> _Problem requirements_
Only lines containing the string "releases" belong in the answer; copy all of them from the entries.

> _Saved data entries_
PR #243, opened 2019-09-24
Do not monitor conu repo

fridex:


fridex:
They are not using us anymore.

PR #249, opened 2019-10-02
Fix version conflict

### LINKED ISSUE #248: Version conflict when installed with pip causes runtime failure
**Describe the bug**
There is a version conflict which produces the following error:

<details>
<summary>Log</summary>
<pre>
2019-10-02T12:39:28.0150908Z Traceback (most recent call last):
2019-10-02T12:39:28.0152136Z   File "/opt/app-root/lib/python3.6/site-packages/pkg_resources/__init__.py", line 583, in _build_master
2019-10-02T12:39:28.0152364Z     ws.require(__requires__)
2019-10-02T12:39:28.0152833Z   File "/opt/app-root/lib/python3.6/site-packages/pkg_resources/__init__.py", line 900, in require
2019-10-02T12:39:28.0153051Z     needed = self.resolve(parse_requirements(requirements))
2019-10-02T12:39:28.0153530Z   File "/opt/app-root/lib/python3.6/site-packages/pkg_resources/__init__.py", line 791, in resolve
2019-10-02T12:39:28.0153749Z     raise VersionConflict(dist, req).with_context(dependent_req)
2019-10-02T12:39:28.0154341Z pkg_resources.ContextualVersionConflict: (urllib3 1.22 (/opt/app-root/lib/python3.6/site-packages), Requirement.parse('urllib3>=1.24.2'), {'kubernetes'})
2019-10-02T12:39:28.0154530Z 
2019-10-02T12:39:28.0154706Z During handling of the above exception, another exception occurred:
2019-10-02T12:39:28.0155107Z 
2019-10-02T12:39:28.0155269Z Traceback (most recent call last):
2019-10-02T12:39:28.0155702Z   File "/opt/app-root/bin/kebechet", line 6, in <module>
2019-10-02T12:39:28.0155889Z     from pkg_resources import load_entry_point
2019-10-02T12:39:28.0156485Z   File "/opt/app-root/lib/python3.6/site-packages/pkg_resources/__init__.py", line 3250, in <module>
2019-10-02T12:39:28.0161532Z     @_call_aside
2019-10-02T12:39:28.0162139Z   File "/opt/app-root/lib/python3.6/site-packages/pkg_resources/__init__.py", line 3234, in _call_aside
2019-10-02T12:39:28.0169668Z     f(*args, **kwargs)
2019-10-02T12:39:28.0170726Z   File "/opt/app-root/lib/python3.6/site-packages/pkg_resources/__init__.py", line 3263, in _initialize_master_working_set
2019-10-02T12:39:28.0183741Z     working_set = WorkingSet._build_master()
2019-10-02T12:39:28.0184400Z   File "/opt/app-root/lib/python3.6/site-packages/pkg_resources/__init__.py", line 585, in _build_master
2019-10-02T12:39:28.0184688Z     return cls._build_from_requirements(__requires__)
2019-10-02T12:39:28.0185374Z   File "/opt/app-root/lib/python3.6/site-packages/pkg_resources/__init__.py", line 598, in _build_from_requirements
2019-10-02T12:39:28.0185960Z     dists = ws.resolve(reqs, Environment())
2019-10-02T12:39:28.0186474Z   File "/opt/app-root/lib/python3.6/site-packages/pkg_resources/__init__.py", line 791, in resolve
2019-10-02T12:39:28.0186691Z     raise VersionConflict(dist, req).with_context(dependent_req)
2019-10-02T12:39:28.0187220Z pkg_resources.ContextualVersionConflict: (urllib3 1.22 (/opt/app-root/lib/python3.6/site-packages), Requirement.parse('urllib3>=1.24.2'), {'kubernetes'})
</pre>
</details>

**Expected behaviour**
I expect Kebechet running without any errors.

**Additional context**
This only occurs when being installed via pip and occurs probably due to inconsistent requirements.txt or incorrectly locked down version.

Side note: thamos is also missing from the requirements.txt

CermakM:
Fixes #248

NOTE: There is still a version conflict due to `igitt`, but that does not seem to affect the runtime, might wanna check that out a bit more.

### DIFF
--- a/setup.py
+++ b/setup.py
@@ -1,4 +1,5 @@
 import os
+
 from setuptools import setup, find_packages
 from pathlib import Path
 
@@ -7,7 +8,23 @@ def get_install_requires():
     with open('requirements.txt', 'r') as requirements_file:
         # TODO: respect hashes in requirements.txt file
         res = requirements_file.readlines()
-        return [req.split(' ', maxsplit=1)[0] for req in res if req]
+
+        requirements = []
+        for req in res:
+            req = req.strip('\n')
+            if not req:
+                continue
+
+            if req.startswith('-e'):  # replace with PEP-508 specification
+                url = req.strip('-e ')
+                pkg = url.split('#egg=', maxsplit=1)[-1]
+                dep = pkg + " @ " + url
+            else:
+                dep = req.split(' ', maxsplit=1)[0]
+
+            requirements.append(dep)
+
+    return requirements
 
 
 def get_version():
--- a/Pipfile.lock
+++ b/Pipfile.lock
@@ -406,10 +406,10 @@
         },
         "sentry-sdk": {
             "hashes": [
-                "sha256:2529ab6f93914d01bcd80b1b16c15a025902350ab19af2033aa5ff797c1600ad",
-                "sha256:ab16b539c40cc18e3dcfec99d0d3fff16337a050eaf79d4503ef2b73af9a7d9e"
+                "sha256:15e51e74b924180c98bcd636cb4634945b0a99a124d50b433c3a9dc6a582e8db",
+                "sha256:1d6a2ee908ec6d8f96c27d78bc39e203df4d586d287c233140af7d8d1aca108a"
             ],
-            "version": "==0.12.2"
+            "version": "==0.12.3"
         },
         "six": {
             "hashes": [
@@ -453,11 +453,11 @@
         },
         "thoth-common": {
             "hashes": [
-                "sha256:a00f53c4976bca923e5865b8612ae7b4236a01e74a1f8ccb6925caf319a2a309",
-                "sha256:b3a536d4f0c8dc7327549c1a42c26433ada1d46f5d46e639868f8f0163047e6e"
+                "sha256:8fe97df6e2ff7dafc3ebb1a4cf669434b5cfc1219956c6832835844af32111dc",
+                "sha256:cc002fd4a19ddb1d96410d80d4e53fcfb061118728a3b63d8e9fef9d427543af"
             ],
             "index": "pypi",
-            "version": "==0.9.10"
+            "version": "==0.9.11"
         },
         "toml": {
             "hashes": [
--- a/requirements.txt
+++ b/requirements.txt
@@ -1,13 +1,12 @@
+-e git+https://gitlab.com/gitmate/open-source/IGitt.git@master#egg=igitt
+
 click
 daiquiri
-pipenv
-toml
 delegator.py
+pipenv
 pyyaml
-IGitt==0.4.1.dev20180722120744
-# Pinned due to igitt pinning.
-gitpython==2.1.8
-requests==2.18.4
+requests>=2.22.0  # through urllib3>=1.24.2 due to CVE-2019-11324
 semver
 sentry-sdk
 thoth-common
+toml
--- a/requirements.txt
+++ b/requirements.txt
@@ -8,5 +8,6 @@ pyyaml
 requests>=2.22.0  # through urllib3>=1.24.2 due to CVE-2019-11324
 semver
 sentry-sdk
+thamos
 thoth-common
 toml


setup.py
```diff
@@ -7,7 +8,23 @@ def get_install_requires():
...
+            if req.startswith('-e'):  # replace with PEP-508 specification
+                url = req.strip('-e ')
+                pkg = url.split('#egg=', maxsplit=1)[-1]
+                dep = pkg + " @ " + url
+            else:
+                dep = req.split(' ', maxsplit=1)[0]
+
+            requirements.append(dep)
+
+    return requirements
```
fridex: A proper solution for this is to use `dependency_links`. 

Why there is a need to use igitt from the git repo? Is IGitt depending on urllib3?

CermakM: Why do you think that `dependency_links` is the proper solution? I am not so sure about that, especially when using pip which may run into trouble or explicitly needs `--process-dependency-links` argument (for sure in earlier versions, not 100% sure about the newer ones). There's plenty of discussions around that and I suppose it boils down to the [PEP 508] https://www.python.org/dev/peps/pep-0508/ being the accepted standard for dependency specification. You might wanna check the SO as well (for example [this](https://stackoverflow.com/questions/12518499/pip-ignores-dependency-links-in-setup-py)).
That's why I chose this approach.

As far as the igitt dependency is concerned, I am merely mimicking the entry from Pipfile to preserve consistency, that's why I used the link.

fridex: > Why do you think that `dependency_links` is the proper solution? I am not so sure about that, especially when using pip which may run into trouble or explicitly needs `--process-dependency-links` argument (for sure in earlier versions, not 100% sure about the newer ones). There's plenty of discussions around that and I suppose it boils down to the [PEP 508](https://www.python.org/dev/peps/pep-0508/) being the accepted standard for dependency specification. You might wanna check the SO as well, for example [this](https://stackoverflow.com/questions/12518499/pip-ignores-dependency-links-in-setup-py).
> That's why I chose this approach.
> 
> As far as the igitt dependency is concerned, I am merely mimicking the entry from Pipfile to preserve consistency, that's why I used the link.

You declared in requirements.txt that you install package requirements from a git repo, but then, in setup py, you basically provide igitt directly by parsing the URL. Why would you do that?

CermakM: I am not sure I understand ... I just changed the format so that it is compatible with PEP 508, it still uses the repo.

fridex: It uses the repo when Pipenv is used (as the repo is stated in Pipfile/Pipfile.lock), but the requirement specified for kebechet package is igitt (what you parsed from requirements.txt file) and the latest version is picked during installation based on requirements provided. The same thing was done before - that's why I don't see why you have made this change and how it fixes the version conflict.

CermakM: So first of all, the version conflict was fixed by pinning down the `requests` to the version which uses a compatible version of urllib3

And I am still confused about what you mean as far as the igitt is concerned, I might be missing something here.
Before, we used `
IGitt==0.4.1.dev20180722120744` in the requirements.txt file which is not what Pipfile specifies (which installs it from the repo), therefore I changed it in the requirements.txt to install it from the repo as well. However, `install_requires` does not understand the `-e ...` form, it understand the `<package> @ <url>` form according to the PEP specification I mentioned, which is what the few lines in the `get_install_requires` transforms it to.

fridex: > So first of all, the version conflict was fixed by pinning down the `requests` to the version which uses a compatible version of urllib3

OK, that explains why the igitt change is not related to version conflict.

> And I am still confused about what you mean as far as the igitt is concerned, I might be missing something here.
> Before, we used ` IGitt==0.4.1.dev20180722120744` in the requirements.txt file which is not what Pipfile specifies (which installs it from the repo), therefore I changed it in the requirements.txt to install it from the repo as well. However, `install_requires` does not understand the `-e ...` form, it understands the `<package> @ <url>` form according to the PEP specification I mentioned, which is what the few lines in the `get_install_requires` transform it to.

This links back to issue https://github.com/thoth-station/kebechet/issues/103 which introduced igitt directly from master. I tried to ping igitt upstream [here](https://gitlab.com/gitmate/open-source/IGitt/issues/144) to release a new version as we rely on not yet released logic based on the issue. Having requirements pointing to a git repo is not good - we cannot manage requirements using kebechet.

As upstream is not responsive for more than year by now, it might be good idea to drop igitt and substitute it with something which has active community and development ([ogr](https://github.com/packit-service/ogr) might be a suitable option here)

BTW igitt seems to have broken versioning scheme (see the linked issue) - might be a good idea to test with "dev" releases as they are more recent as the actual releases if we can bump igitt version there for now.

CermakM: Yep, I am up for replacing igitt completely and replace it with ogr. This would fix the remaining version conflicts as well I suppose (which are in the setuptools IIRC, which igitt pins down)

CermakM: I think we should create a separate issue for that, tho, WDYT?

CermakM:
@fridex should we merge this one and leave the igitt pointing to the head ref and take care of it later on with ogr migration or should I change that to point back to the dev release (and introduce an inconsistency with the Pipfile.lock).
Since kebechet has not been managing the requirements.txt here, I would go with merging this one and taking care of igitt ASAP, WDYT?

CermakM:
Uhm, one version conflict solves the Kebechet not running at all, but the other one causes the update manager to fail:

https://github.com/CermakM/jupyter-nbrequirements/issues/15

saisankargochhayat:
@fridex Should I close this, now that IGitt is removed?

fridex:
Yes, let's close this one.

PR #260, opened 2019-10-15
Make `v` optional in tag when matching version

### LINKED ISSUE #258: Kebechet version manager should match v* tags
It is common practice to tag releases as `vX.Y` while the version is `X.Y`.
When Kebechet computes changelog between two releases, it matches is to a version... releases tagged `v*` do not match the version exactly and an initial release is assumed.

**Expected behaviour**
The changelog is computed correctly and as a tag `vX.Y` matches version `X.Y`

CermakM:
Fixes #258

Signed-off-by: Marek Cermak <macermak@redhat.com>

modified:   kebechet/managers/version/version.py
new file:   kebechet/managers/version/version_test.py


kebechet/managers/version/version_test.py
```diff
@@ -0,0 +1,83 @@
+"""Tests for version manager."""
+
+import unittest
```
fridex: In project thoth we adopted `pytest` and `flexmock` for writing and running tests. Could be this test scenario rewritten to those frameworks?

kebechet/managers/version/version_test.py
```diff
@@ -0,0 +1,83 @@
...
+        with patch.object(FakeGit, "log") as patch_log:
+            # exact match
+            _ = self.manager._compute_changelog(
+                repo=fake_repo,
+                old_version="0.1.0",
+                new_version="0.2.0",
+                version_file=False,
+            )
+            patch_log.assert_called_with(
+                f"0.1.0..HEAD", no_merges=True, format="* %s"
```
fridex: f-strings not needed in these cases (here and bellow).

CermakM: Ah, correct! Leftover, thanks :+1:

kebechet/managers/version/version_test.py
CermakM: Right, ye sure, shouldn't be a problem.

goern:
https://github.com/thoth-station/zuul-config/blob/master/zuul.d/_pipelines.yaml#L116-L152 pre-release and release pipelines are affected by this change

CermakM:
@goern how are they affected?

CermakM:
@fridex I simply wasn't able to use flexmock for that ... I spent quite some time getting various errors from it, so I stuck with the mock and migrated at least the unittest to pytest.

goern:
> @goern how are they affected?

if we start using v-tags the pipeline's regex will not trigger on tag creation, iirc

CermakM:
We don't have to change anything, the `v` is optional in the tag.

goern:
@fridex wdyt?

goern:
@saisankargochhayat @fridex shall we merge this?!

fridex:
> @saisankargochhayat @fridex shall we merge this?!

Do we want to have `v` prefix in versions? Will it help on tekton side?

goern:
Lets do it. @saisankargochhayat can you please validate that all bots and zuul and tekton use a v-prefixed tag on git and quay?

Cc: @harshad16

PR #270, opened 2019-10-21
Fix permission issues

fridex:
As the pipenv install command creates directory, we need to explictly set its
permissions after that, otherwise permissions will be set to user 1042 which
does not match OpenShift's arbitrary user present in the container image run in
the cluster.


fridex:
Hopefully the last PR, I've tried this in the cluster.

> _Result of this exercise_
BTW igitt seems to have broken versioning scheme (see the linked issue) - might be a good idea to test with "dev" releases as they are more recent as the actual releases if we can bump igitt version there for now.
It is common practice to tag releases as `vX.Y` while the version is `X.Y`.
When Kebechet computes changelog between two releases, it matches is to a version... releases tagged `v*` do not match the version exactly and an initial release is assumed.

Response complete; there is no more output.